* _The task_: Nothing but the lines from the one containing "--- a/lib/cli.js" through the last line of the data below should be returned, each copied exactly.

* _Record excerpts_:
━━━━━━━━
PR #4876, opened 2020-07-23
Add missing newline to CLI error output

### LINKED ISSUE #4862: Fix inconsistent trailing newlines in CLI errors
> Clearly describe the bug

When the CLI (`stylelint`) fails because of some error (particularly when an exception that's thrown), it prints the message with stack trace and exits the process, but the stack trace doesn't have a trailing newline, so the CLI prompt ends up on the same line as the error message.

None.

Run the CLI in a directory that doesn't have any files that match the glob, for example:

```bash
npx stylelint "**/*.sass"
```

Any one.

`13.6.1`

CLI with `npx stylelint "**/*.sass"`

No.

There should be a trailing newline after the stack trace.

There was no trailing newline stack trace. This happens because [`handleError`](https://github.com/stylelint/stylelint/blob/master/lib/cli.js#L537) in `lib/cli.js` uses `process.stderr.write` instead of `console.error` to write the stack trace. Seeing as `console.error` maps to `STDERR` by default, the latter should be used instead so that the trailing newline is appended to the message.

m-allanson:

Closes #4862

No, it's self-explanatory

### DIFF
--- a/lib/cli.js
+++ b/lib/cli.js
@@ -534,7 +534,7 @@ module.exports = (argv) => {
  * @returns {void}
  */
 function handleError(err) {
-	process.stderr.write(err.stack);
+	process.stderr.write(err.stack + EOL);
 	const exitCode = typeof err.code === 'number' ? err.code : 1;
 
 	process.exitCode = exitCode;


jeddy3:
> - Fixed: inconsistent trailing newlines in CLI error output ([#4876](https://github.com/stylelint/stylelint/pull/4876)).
━━━━━━━━
* _Result of the exercise_:
--- a/lib/cli.js
+++ b/lib/cli.js
@@ -534,7 +534,7 @@ module.exports = (argv) => {
  * @returns {void}
  */
 function handleError(err) {
-	process.stderr.write(err.stack);
+	process.stderr.write(err.stack + EOL);
 	const exitCode = typeof err.code === 'number' ? err.code : 1;
 
 	process.exitCode = exitCode;


jeddy3:
> - Fixed: inconsistent trailing newlines in CLI error output ([#4876](https://github.com/stylelint/stylelint/pull/4876)).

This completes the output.